Healthy Communication with the ‘DEAR MAN’ Skill
When it comes to communicating our needs effectively, many of us struggle. It’s easy to shy away from difficult conversations or confrontation, especially we don’t feel particularly skilled at being assertive. Whether you're expressing a concern to a friend, advocating for your needs in a relationship, or asking for a raise at work, the DEAR MAN skill from Dialectical Behavior Therapy (DBT) can be a helpful tool. DEAR MAN is a structured approach to communication that helps you assert yourself in a clear, respectful, and effective way. Let’s break it down.
The DEAR in DEAR MAN describes what you do:
Describe: Start by describing the situation without emotions or judgments. Stick to the facts to help the other person understand your perspective.
Example: “Last week, I noticed you didn’t include me in the meeting invite.”Express: Share your feelings and thoughts about the situation. Be honest and direct, but avoid blaming.
Example: “I felt left out and frustrated when I wasn’t included.”Assert: Clearly state what you need or want from the other person.
Example: “I’d appreciate it if you could include me in future meetings.”Reinforce: Explain why it would benefit the other person to meet your request, or express appreciation for their cooperation.

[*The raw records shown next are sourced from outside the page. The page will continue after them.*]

PR #78460, opened 2023-06-21
CI: do not trigger WebApp and WPComTests builds when non-code files are updated.

worldomonation:
## Proposed Changes

This PR adds some trigger conditions to builds that we know clogs up the queue.

While the WPComPlugin refactor project is on hold, this is a small change we can make that should be safe and helps reduce the number of builds in the queue somewhat.

Key changes:
- do not trigger Plugin and E2E builds on document (`.md`) changes.
- similar to above, do not trigger Plugin builds on changes that include the term "stress test" (this is something I often do while fixing E2Es).

If there are other clauses that are safe to add, please let me know.

## Testing Instructions

TeamCity config should should work fine.

## Pre-merge Checklist

### DIFF
--- a/.teamcity/_self/lib/wpcom/WPComPluginBuild.kt
+++ b/.teamcity/_self/lib/wpcom/WPComPluginBuild.kt
@@ -26,7 +26,6 @@ open class WPComPluginBuild(
 	var buildSteps: BuildSteps.() -> Unit = {},
 	var buildParams: ParametrizedWithType.() -> Unit = {},
 ) : BuildType() {
- the
 	init {
 		// This block allows us to use variable names without having to prefix them with `this.@WPComPluginBuild.`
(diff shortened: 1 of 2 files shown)


dpasque (approved):
I'll defer to the platform folks if there's any weird gotchas with the plugin builds, but this LGTM for E2E builds! 👍

noahtallen (approved):
I think this will work fine! The big thing to avoid would be anything breaking the assumption of a new build for each trunk commit, but I don't think this would break that

worldomonation:
> I think this will work fine! The big thing to avoid would be anything breaking the assumption of a new build for each trunk commit, but I don't think this would break that

Yes, this should have minimal impact because the scoping is so tight as described in the original comment.

If this work out, I'd to proceed to a future where only really necessary builds get triggered, on top of the paused project to combine the Plugin builds.

PR #78461, opened 2023-06-21
Site Transfers: Support going back from site ownership transfer 2nd to 1st step

wojtekn:
Related to https://github.com/Automattic/dotcom-forge/issues/2794

## Proposed Changes

In this PR, I propose to change "Back" button behavior to point from the 2nd to 1st step, and not to General Settings

## Testing Instructions

1. Click “Transfer your site”
2. Choose administrator on the list, click “Continue”
3. Read the transfer confirmation text and change your mind about the new site owner
4. Click “Back”
5. Confirm that you see the first step of site ownership transfer and you can choose another administrator

## Pre-merge Checklist

### DIFF
--- a/client/my-sites/site-settings/site-owner-transfer/site-owner-transfer.tsx
+++ b/client/my-sites/site-settings/site-owner-transfer/site-owner-transfer.tsx
@@ -1,5 +1,6 @@
 import styled from '@emotion/styled';
 import { useTranslate } from 'i18n-calypso';
+import page from 'page';
 import { useState } from 'react';
 import { useQueryUserPurchases } from 'calypso/components/data/query-user-purchases';
 import { ResponseDomain } from 'calypso/lib/domains/types';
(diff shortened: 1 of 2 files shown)


kozer (changes requested):
Nice work @wojtekn !

I've found 2 small issues:

### Issue 1: Strange UI flow

The first one is kind a personal preference I guess, but I don't like it much.
When the user finishes the process, and get's the message that the email was sent, 
pressing back, navigates him to the first step, with no clear way to move back to settings.
He needs to navigate to the sidebar and select the menu from there, that requires extra effort.

Maybe adding a button to end the process in the last screen will help?

### Issue 2: Incorrect flow when we have more than 1 user.
This is how to replicate it:

1. Create 2 users, and invite them to your site
2. Start transfer for the first one.
3. Navigate through the end, and make sure you see the "email sent" message
4. Press back
5. You are now on the first screen to select a user. Now, select the other user.
6. You are navigated to the "Email sent" screen, which is incorrect.

katinthehatsite:
I agree with what @kozer mentioned for the first point. The UX is a bit strange if you are on the very last step and the email was sent and then press the `Back` button. One option that I can think of is maybe for that last `Back` button to go to something like `https://container-unruffled-mcnulty.calypso.live/settings/general/` ?

katinthehatsite (commented):
I could not find any other suggestions beside what @kozer mentioned - everything else worked as expected.

kozer:
> I agree with what @kozer mentioned for the first point. The UX is a bit strange if you are on the very last step and the email was sent and then press the `Back` button. One option that I can think of is maybe for that last `Back` button to go to something like `https://container-unruffled-mcnulty.calypso.live/settings/general/` ?

This actually sounds like it's a good candidate for a "wizard" component.
I don't know if we can reuse the "stepper" for that, or some portions of it.

It was something I thought about when I worked on the various steps. However it would increase the complexity, so I decided to make back button go straight to general.

cc: @wojtekn

wojtekn:
@katinthehatsite @kozer, thanks for giving it a test! I've modified conditions to go back to the first step only in one case and to go back to General Settings in all other cases.

> This actually sounds like it's a good candidate for a "wizard" component.
> I don't know if we can reuse the "stepper" for that, or some portions of it.

Probably it would be a good idea, but at this point, I think it's better to go with the current component.

kozer (approved):

kozer:
Works as expected now, @wojtekn !
Nice work!

katinthehatsite:
Works as expected for me as well!

PR #78480, opened 2023-06-21
eslint-plugin-wpcalypso: Add i18n-unlocalized-url rule

yuliyan:
Related to #

## Proposed Changes

Add new rule `i18n-unlocalized-url` in `eslint-plugin-wpcalypso` to test whether the URL string should be wrapped in `localizeUrl` function call if it matches a list of URL patterns that we consider to be localizable.

## Testing Instructions

* Code review.
* Run rule unit tests `yarn run test-packages packages/eslint-plugin-wpcalypso/lib/rules/test/i18n-unlocalized-url.js`.
* Run `yarn lint:js` and confirm whether the errors for the new rule `wpcalypso/i18n-unlocalized-url` in the existing code base make sense.

## Pre-merge Checklist

### DIFF
--- a/packages/eslint-plugin-wpcalypso/.eslintrc.js
+++ b/packages/eslint-plugin-wpcalypso/.eslintrc.js
@@ -13,7 +13,7 @@ module.exports = {
 				'wpcalypso/i18n-no-this-translate': 'off',
 				'wpcalypso/i18n-no-variables': 'off',
 				'wpcalypso/i18n-translate-identifier': 'off',
-				'wpcalypso/i18n-unloclaized-url': 'off',
+				'wpcalypso/i18n-unlocalized-url': 'off',
 				'wpcalypso/redux-no-bound-selectors': 'off',
 				'wpcalypso/jsx-gridicon-size': 'off',
 				'no-restricted-imports': 'off',
--- a/packages/eslint-plugin-wpcalypso/.eslintrc.js
+++ b/packages/eslint-plugin-wpcalypso/.eslintrc.js
@@ -13,6 +13,7 @@ module.exports = {
 				'wpcalypso/i18n-no-this-translate': 'off',
 				'wpcalypso/i18n-no-variables': 'off',
 				'wpcalypso/i18n-translate-identifier': 'off',
+				'wpcalypso/i18n-unloclaized-url': 'off',
 				'wpcalypso/redux-no-bound-selectors': 'off',
 				'wpcalypso/jsx-gridicon-size': 'off',
 				'no-restricted-imports': 'off',
--- a/packages/eslint-plugin-wpcalypso/lib/configs/recommended.js
+++ b/packages/eslint-plugin-wpcalypso/lib/configs/recommended.js
@@ -164,7 +164,7 @@ module.exports = {
 	},
 	overrides: [
 		{
-			files: [ '**/test/*', '*.json' ],
+			files: [ '**/test/*', '*.json', '*.md' ],
 			rules: {
 				'wpcalypso/i18n-unlocalized-url': 'off',
 			},
--- a/packages/eslint-plugin-wpcalypso/lib/configs/recommended.js
+++ b/packages/eslint-plugin-wpcalypso/lib/configs/recommended.js
@@ -151,6 +151,7 @@ module.exports = {
 		'wpcalypso/i18n-mismatched-placeholders': 'error',
 		'wpcalypso/i18n-named-placeholders': 'error',
 		'wpcalypso/i18n-translate-identifier': 'error',
+		'wpcalypso/i18n-unlocalized-url': 'error',
 		'wpcalypso/jsx-gridicon-size': 'error',
 		'wpcalypso/jsx-classname-namespace': 'error',
 		'wpcalypso/redux-no-bound-selectors': 'error',
--- a/packages/eslint-plugin-wpcalypso/lib/configs/recommended.js
+++ b/packages/eslint-plugin-wpcalypso/lib/configs/recommended.js
@@ -164,7 +164,7 @@ module.exports = {
 	},
 	overrides: [
 		{
-			files: '**/test/*',
+			files: [ '**/test/*', '*.json' ],
 			rules: {
 				'wpcalypso/i18n-unlocalized-url': 'off',
 			},
--- a/packages/eslint-plugin-wpcalypso/lib/configs/recommended.js
+++ b/packages/eslint-plugin-wpcalypso/lib/configs/recommended.js
@@ -162,4 +162,12 @@ module.exports = {
 		// Ensure our codebases use inclusive language
 		'inclusive-language/use-inclusive-words': 'error',
 	},
+	overrides: [
+		{
+			files: '**/test/*',
+			rules: {
+				'wpcalypso/i18n-unlocalized-url': 'off',
+			},
+		},
+	],
 };
--- a/packages/eslint-plugin-wpcalypso/lib/rules/i18n-unlocalized-url.js
+++ b/packages/eslint-plugin-wpcalypso/lib/rules/i18n-unlocalized-url.js
@@ -13,14 +13,10 @@ const LOCALIZABLE_URLS = [
 	'apps.wordpress.com',
 	'automattic.com/cookies(/|$)',
 	'automattic.com/privacy(/|$)',
-	'jetpack.com/?$',
-	'wordpress.com/?$',
 	'wordpress.com/blog(/|$)',
 	'wordpress.com/forums(/|$)',
 	'wordpress.com/go(/|$)',
 	'wordpress.com/support(/|$)',
-	'wordpress.com/theme(/|$)',
-	'wordpress.com/themes(/|$)',
 	'wordpress.com/tos(/|$)',
 ];
 
--- a/packages/eslint-plugin-wpcalypso/lib/rules/i18n-unlocalized-url.js
+++ b/packages/eslint-plugin-wpcalypso/lib/rules/i18n-unlocalized-url.js
@@ -1,5 +1,5 @@
 /**
- * @file @todo
+ * @file Disallow using unlocalized URL strings
  * @author Automattic
  * @copyright 2023 Automattic. All rights reserved.
  * See LICENSE.md file in root directory for full license.
@@ -9,7 +9,6 @@
 // Constants
 //------------------------------------------------------------------------------
 
-// @todo: should be replaced by url mapping from @automattic/i18n-calypso.
 const LOCALIZABLE_URLS = [
 	'apps.wordpress.com',
 	'automattic.com/cookies(/|$)',
--- a/packages/eslint-plugin-wpcalypso/lib/rules/i18n-unlocalized-url.js
+++ b/packages/eslint-plugin-wpcalypso/lib/rules/i18n-unlocalized-url.js
@@ -41,6 +41,21 @@ const LOCALIZABLE_URLS = [
 
 const getCallee = require( '../util/get-callee' );
 
+/**
+ * A helper funciton that would return the parent node which is relevant to the specific rule checks.
+ *
+ * @param   {Object} node
+ * @returns {Object}
+ */
+function getRelevantNodeParent( node ) {
+	// In case the node is operand in ternary or logical operator, return the grand parent.
+	if ( [ 'ConditionalExpression', 'LogicalExpression' ].includes( node.parent.type ) ) {
+		return getRelevantNodeParent( node.parent );
+	}
+
+	return node.parent;
+}
+
 //------------------------------------------------------------------------------
 // Rule Definition
 //------------------------------------------------------------------------------
@@ -58,7 +73,7 @@ const rule = ( module.exports = function ( context ) {
 	 */
 	function handleUnlocalizedUrls( node, nodeValueString ) {
 		// Node is wrapped in localizeUrl, therefore we can assume it's localized and we don't need to do any further checks.
-		if ( getCallee( node.parent ).name === 'localizeUrl' ) {
+		if ( getCallee( getRelevantNodeParent( node ) ).name === 'localizeUrl' ) {
 			return;
 		}
 
@@ -68,7 +83,7 @@ const rule = ( module.exports = function ( context ) {
 		}
 
 		// URL string is assigned to a variable and variable is possibly later used in a localizeUrl call;
-		if ( node.parent.type === 'VariableDeclarator' ) {
+		if ( getRelevantNodeParent( node ).type === 'VariableDeclarator' ) {
 			variableDeclarationValues.push( node );
 		} else {
 			// Report unlocalized url.
@@ -82,7 +97,7 @@ const rule = ( module.exports = function ( context ) {
 	return {
 		'Program:exit': function () {
 			for ( const node of variableDeclarationValues ) {
-				if ( ! urlVariables.has( node.parent?.id?.name ) ) {
+				if ( ! urlVariables.has( getRelevantNodeParent( node )?.id?.name ) ) {
 					// Report unlocalized url.
 					context.report( {
 						node,
--- a/packages/eslint-plugin-wpcalypso/lib/rules/i18n-unlocalized-url.js
+++ b/packages/eslint-plugin-wpcalypso/lib/rules/i18n-unlocalized-url.js
@@ -10,13 +10,28 @@
 //------------------------------------------------------------------------------
 
 const LOCALIZABLE_URLS = [
+	// apps.wordpress.com/**
 	/^(https?:)?\/\/apps\.wordpress\.com/i,
+
+	// automattic.com/cookies/
 	/^(https?:)?\/\/automattic\.com\/cookies\/?$/i,
+
+	// automattic.com/privacy/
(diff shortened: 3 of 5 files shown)


packages/eslint-plugin-wpcalypso/.eslintrc.js
```diff
@@ -13,6 +13,7 @@ module.exports = {
 				'wpcalypso/i18n-no-this-translate': 'off',
 				'wpcalypso/i18n-no-variables': 'off',
 				'wpcalypso/i18n-translate-identifier': 'off',
+				'wpcalypso/i18n-unloclaized-url': 'off',
```
tyxla:
```suggestion
				'wpcalypso/i18n-unlocalized-url': 'off',
```

packages/eslint-plugin-wpcalypso/lib/configs/recommended.js
```diff
@@ -161,4 +162,12 @@ module.exports = {
 		// Ensure our codebases use inclusive language
 		'inclusive-language/use-inclusive-words': 'error',
 	},
+	overrides: [
+		{
+			files: [ '**/test/*', '*.json' ],
```
tyxla: Maybe we should also exclude markdown files?

packages/eslint-plugin-wpcalypso/lib/rules/i18n-unlocalized-url.js
```diff
@@ -0,0 +1,123 @@
...
+	);
+}
+
+/**
+ * Check whether the provided node type is variable declarator.
+ *
+ * @param   {string}  type Node type
+ * @returns {boolean}
+ */
+function isVariableDeclarationValue( type ) {
```
tyxla: I'd totally inline this check since it's quite concise and used only once.

packages/eslint-plugin-wpcalypso/lib/rules/i18n-unlocalized-url.js
```diff
@@ -0,0 +1,123 @@
...
+
+/**
+ * Check whether the provided string is localizable string.
+ *
+ * @param   {string}  string String to be tested
+ * @returns {boolean}
+ */
+function isLocalizableUrlString( string ) {
+	return LOCALIZABLE_URLS.some( ( url ) =>
+		new RegExp( `^(https?:)?//${ url.replace( '.', '\\.' ) }`, 'i' ).test( string )
```
tyxla: It may be safer to escape all regex characters, otherwise someone could add a URL with another special character and break the regex. 

I'd suggest either using a custom version like:

```
function escapeRegex(string) {
    return string.replace(/[/\-\\^$*+?.()|[\]{}]/g, '\\$&');
}
```

or if you **really have to**, use the Lodash `escapeRegExp` function.

tyxla: Perf nit: we create a new regex every time. I wonder if it's more straightforward to just create the regex objects inside `LOCALIZABLE_URLS` and use them directly. That's related to my comment above.

packages/eslint-plugin-wpcalypso/lib/rules/i18n-unlocalized-url.js
```diff
@@ -0,0 +1,123 @@
...
+ * See LICENSE.md file in root directory for full license.
+ */
+
+//------------------------------------------------------------------------------
+// Constants
+//------------------------------------------------------------------------------
+
+const LOCALIZABLE_URLS = [
+	'apps.wordpress.com',
+	'automattic.com/cookies(/|$)',
```
tyxla: It's ambiguous and unexpected that we're going to escape the dots, but we're going to keep the `|` and `$` literally inside the regex. May be more readable to declare the entire regex object right here.

packages/eslint-plugin-wpcalypso/lib/rules/i18n-unlocalized-url.js
```diff
@@ -0,0 +1,123 @@
...
+//------------------------------------------------------------------------------
+// Rule Definition
+//------------------------------------------------------------------------------
+
+const rule = ( module.exports = function ( context ) {
+	const variableDeclarationValues = [];
+	const urlVariables = new Set();
+
+	/**
+	 * Check whether the node is unlocalized url.
```
tyxla:
```suggestion
	 * Check whether the node is an unlocalized URL.
```

packages/eslint-plugin-wpcalypso/lib/rules/i18n-unlocalized-url.js
```diff
@@ -0,0 +1,123 @@
...
+	 *
+	 * @param   {Object} node
+	 * @param   {string} nodeValueString
+	 * @returns {void}
+	 */
+	function handleUnlocalizedUrls( node, nodeValueString ) {
+		// Node is wrapped in localizeUrl, therefore we can assume it's localized and we don't need to do any further checks.
+		if ( getCallee( node.parent ).name === 'localizeUrl' ) {
```
tyxla: Does this work with aliases? There is at least one of those cases in the codebase:

https://github.com/Automattic/wp-calypso/blob/ce985467adb53ece4d878bfcfacbd120c1881ac1/packages/wpcom-template-parts/src/universal-footer-navigation/index.tsx#L3

packages/eslint-plugin-wpcalypso/lib/rules/i18n-unlocalized-url.js
```diff
@@ -0,0 +1,123 @@
...
+			handleUnlocalizedUrls( node, node.value );
+		},
+		TemplateElement: function ( node ) {
+			const templateLiteralNode = node.parent;
+			handleUnlocalizedUrls( templateLiteralNode, node.value.raw );
+		},
+	};
+} );
+
+rule.ERROR_MESSAGE = "Url string should be wrapped in 'localizeUrl' function call";
```
tyxla:
```suggestion
rule.ERROR_MESSAGE = "URL string should be wrapped in a 'localizeUrl' function call";
```

packages/eslint-plugin-wpcalypso/lib/rules/test/i18n-unlocalized-url.js
```diff
@@ -0,0 +1,68 @@
...
+//------------------------------------------------------------------------------
+
+const localizableUrls = [
+	'https://apps.wordpress.com/',
+	'https://automattic.com/cookies/',
+	'https://automattic.com/privacy/',
+	'https://wordpress.com/support/test-article/',
+	'https://wordpress.com/forums/test-thread/',
+	'https://wordpress.com/tos/',
+	'https://wordpress.com/tos/',
```
tyxla: Did we mean to duplicate this?

tyxla (commented):
Great work 👍  Thanks @yuliyan 🙌 

I've left some suggestions and some minor nits, let me know what you think.

packages/eslint-plugin-wpcalypso/lib/rules/i18n-unlocalized-url.js
yuliyan: Aliases are currently used during the check. I came across the same use case during the development and thought about covering the `localizeUrl` aliases as well, but decided not to as it seems like a very rare use cases that could just be inline ignored if needed and also for the sake of keeping the implementation not to overcomplicated.

However, iterate on it later if it happens to be a more common case.

packages/eslint-plugin-wpcalypso/lib/rules/i18n-unlocalized-url.js
yuliyan: I ended up using regex objects directly in the `LOCALIZABLE_URLS` definition.

packages/eslint-plugin-wpcalypso/lib/rules/test/i18n-unlocalized-url.js
yuliyan: Nope, that was an oversight. Removed it and updated the tests.

yuliyan:
Wow, thanks for the detailed review @tyxla 🙇I've addressed the feedback and updated the branch.

packages/eslint-plugin-wpcalypso/lib/rules/i18n-unlocalized-url.js
```diff
@@ -0,0 +1,116 @@
...
+ * @copyright 2023 Automattic. All rights reserved.
+ * See LICENSE.md file in root directory for full license.
+ */
+
+//------------------------------------------------------------------------------
+// Constants
+//------------------------------------------------------------------------------
+
+const LOCALIZABLE_URLS = [
+	// apps.wordpress.com/**
```
tyxla, line 13: Thanks for adding comments 👍

packages/eslint-plugin-wpcalypso/lib/rules/test/i18n-unlocalized-url.js
```diff
@@ -0,0 +1,67 @@
...
+
+const RuleTester = require( 'eslint' ).RuleTester;
+const rule = require( '../i18n-unlocalized-url' );
+
+//------------------------------------------------------------------------------
+// Tests
+//------------------------------------------------------------------------------
+
+const localizableUrls = [
+	'https://apps.wordpress.com/',
```
tyxla: Care to add a few more fixtures to cover all scenarios? 

Some examples I can think of are:

* https://apps.wordpress.com/mobile/
* https://automattic.com/cookies (without the trailing slash)
* all other URLs that are intended to have a trailing slash, but will work without one too due to the [WordPress canonical redirects](https://developer.wordpress.org/reference/functions/redirect_canonical/).

packages/eslint-plugin-wpcalypso/lib/rules/i18n-unlocalized-url.js
tyxla: Sounds good 👍

packages/eslint-plugin-wpcalypso/lib/rules/test/i18n-unlocalized-url.js
```diff
@@ -0,0 +1,67 @@
...
+	'https://automattic.com/cookies/',
+	'https://automattic.com/privacy/',
+	'https://wordpress.com/support/test-article/',
+	'https://wordpress.com/forums/',
+	'https://wordpress.com/tos/',
+];
+
+const nonLocalizableUrls = [ 'https://example.com', 'https://wordpress.com/forums/some-thread' ];
```
tyxla: Analogically to the localizable URLs, perhaps we can add a few more scenarios for the URLs that don't expect further paths, like `https://automattic.com/privacy`.

packages/eslint-plugin-wpcalypso/lib/rules/i18n-unlocalized-url.js
```diff
@@ -0,0 +1,116 @@
...
+	/^(https?:)?\/\/apps\.wordpress\.com/i,
+
+	// automattic.com/cookies/
+	/^(https?:)?\/\/automattic\.com\/cookies\/?$/i,
+
+	// automattic.com/privacy/
+	/^(https?:)?\/\/automattic\.com\/privacy\/?$/i,
```
tyxla: Should we support hashes? For some pages, we might want to lead to a particular section, for example:

https://automattic.com/privacy/#information-we-collect

packages/eslint-plugin-wpcalypso/lib/rules/i18n-unlocalized-url.js
```diff
@@ -0,0 +1,116 @@
...
+
+	// wordpress.com/tos/
+	/^(https?:)?\/\/wordpress\.com\/tos\/?$/i,
+
+	// wordpress.com/blog/
+	/^(https?:)?\/\/wordpress\.com\/blog\/?$/i,
+
+	// wordpress.com/forums/
+	/^(https?:)?\/\/wordpress\.com\/forums\/?$/i,
```
tyxla: I guess we intentionally don't expect anyone to link to a particular forum thread? Perhaps we should envision that and add support for it?

packages/eslint-plugin-wpcalypso/lib/rules/i18n-unlocalized-url.js
```diff
@@ -0,0 +1,116 @@
...
+	/^(https?:)?\/\/automattic\.com\/cookies\/?$/i,
+
+	// automattic.com/privacy/
+	/^(https?:)?\/\/automattic\.com\/privacy\/?$/i,
+
+	// wordpress.com/tos/
+	/^(https?:)?\/\/wordpress\.com\/tos\/?$/i,
+
+	// wordpress.com/blog/
+	/^(https?:)?\/\/wordpress\.com\/blog\/?$/i,
```
tyxla: Should we support particular blog links? I'm not sure if that makes sense though, since I assume each language of the blog has its own articles. Worth double-checking of course.

packages/eslint-plugin-wpcalypso/lib/rules/i18n-unlocalized-url.js
```diff
@@ -0,0 +1,116 @@
...
+
+	// wordpress.com/forums/
+	/^(https?:)?\/\/wordpress\.com\/forums\/?$/i,
+
+	// wordpress.com/go/**
+	/^(https?:)?\/\/wordpress\.com\/go($|\/.*)/i,
```
tyxla: Same as for `/blog`.

packages/eslint-plugin-wpcalypso/lib/rules/test/i18n-unlocalized-url.js
```diff
@@ -0,0 +1,67 @@
...
+	},
+} ).run( 'i18n-unlocalized-url', rule, {
+	valid: [].concat(
+		localizableUrls.reduce( ( cases, url ) => {
+			return cases.concat( [
+				`const url = localizeUrl( '${ url }' )`,
+				`const url = '${ url }'; localizeUrl( url );`,
+				`const link = <a href={ localizeUrl( '${ url }' ) }></a>;`,
+				`const url = '${ url }'; const link = <a href={ localizeUrl( url ) }></a>;`,
+				`const url = localizeUrl( \`${ url }?param=test\` );`,
```
tyxla, line 66: Do we support this ternary syntax? Should we add a test case for it?

https://github.com/Automattic/wp-calypso/blob/3c76a54cb4d25de3d3d7ee4ea5a925d54e168bf0/client/blocks/product-purchase-features-list/sell-online-paypal.jsx#L7-L11

packages/eslint-plugin-wpcalypso/lib/rules/i18n-unlocalized-url.js
tyxla: Looks good and the added comments make it extra readable - thanks!

packages/eslint-plugin-wpcalypso/lib/rules/test/i18n-unlocalized-url.js
yuliyan: Thanks for the suggestion. Added more fixtures in https://github.com/Automattic/wp-calypso/pull/78480/commits/2489f7a3be20ad3d3c8533b028a257e0972d013c which should cover pretty much all URLs that we match.

packages/eslint-plugin-wpcalypso/lib/rules/test/i18n-unlocalized-url.js
yuliyan: Added some more in https://github.com/Automattic/wp-calypso/pull/78480/commits/2489f7a3be20ad3d3c8533b028a257e0972d013c.

packages/eslint-plugin-wpcalypso/lib/rules/i18n-unlocalized-url.js
yuliyan: Updated the regexes in https://github.com/Automattic/wp-calypso/pull/78480/commits/239d59532c243d75c104635a93a0a9749ce1faf1 to match hash and query strings.

packages/eslint-plugin-wpcalypso/lib/rules/i18n-unlocalized-url.js
yuliyan: Forum threads only exist in the specific forums site (i.e. language) they were created in. Therefore, we only want to localize the root URL of the forums sites.

packages/eslint-plugin-wpcalypso/lib/rules/i18n-unlocalized-url.js
yuliyan: Blog articles URLs are non-localizable. Similarly to the forums, we only want to localize the home url of the blog site.

packages/eslint-plugin-wpcalypso/lib/rules/test/i18n-unlocalized-url.js
yuliyan: Good catch! I've added the handling for ternary and logical operators in https://github.com/Automattic/wp-calypso/pull/78480/commits/2805a428bed4a53322da2220c445e13b00efb1cd.

tyxla (approved):
Great work 🙌 thanks for addressing all the feedback 🚀 LGTM 🚢

PR #78491, opened 2023-06-21
Limited Global Styles: Fix notice in view canvas mode

mmtr:
## Proposed Changes

Fixes the Limited Global Styles notice displayed in the view canvas mode of the site editor, which was broken as of [Gutenberg 16.0](https://github.com/WordPress/gutenberg/pull/50567/files#diff-0cf5246119f61f0f26cb94918697d2cb3a0f40051045d24dd01c98241e79bde7) due to a change in the DOM.

Before | After
--- | ---
Screenshot 2023-06-21 at 14 05 24 | Screenshot 2023-06-21 at 15 18 57

## Testing Instructions

- Open the site editor.
- Make sure there is a notice at the bottom of the "view canvas mode" sidebar.
- Make sure the notice goes away when using the default style.

### DIFF
--- a/apps/editing-toolkit/editing-toolkit-plugin/wpcom-global-styles/notice.scss
+++ b/apps/editing-toolkit/editing-toolkit-plugin/wpcom-global-styles/notice.scss
@@ -1,5 +1,15 @@
+.edit-site-save-hub {
+	border-top: none;
+	padding-top: 0;
+}
+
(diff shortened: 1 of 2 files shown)


rcrdortiz (approved):
Works as expected. I would feel more confident if we could have a test or something so that we can see instantly when this component is going to not render the notice, but we can handle that in a follow up if needed.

Example: “Including me will help our team stay on the same page, and I’ll be able to contribute more effectively.”
While the MAN part of the skill describes how you do it:
Mindful: Stay focused on your goal. Don’t get sidetracked by distractions, and avoid over-explaining or justifying your request.
Example: If the person starts to challenge you, calmly bring the conversation back to your request.Appear confident: Present yourself with confidence, even if you’re feeling nervous. Maintain eye contact, speak clearly, and don’t downplay your needs.
Example: Speaking in a steady voice shows that you believe in the importance of your request.Negotiate: Be willing to compromise if necessary. Sometimes, a solution that works for both parties is the best outcome.
Example: “I understand you’re busy, I would be happy to send out the next meeting invite so that we are all included.”
Using the DEAR MAN skill is a great way to communicate your needs in a healthy, assertive manner. Just like any other skill, it takes practice. You may try writing each point out, or practicing saying them out loud prior to the conversation or meeting. By practicing this skill, you’ll build better communication habits and improve your relationships as well as your self esteem.